The records follow. Give them all back exactly.

═════ Recorded information ═════

PR #953, opened 2026-05-19
Change PFW order for NFI

### LINKED ISSUE #807: Check the NFI filter wheel orientation
We should use the F-corona to compare between WFI and NFI to make sure the data is oriented properly. There's concern we may have M and P polarizations flipped.

svank:
Per discussion with Glenn, the filters in the NFI filter wheel are flipped to account for the fact that the wheel was mounted backwards. Here are two places where that should be changed---are there others?

### DIFF
--- a/changelog/953.bugfix.rst
+++ b/changelog/953.bugfix.rst
@@ -1,0 +1,1 @@
+Change PFW order for NFI because it was correct without our flip.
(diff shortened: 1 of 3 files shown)


s0larish (approved):

jmbhughes:
@s0larish does your approval mean that you've tested this flipped order and it matches WFI?

s0larish:
The hallway chat is in agreement with the color flip we saw in NFI today morning. This change seems to correct the flip that was seen in NFI as compared to WFI images.

jmbhughes:
pre-commit.ci autofix

d-lamb:
Closes #807.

═════

§ The answer:
PR #953, opened 2026-05-19
Change PFW order for NFI

### LINKED ISSUE #807: Check the NFI filter wheel orientation
We should use the F-corona to compare between WFI and NFI to make sure the data is oriented properly. There's concern we may have M and P polarizations flipped.

svank:
Per discussion with Glenn, the filters in the NFI filter wheel are flipped to account for the fact that the wheel was mounted backwards. Here are two places where that should be changed---are there others?

### DIFF
--- a/changelog/953.bugfix.rst
+++ b/changelog/953.bugfix.rst
@@ -1,0 +1,1 @@
+Change PFW order for NFI because it was correct without our flip.
(diff shortened: 1 of 3 files shown)


s0larish (approved):

jmbhughes:
@s0larish does your approval mean that you've tested this flipped order and it matches WFI?

s0larish:
The hallway chat is in agreement with the color flip we saw in NFI today morning. This change seems to correct the flip that was seen in NFI as compared to WFI images.

jmbhughes:
pre-commit.ci autofix

d-lamb:
Closes #807.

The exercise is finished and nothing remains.